▶ Data provided
* * * * * * * * *
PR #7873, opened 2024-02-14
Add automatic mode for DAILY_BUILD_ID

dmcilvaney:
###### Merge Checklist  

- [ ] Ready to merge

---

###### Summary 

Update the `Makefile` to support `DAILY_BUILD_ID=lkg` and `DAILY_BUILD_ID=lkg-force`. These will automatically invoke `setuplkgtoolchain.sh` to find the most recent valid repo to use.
* * * * * * * * *
▶ The problem
Exactly as it appears above, write out the complete listing.

▶ Solution for this exercise
PR #7873, opened 2024-02-14
Add automatic mode for DAILY_BUILD_ID

dmcilvaney:
###### Merge Checklist  

- [ ] Ready to merge

---

###### Summary 

Update the `Makefile` to support `DAILY_BUILD_ID=lkg` and `DAILY_BUILD_ID=lkg-force`. These will automatically invoke `setuplkgtoolchain.sh` to find the most recent valid repo to use.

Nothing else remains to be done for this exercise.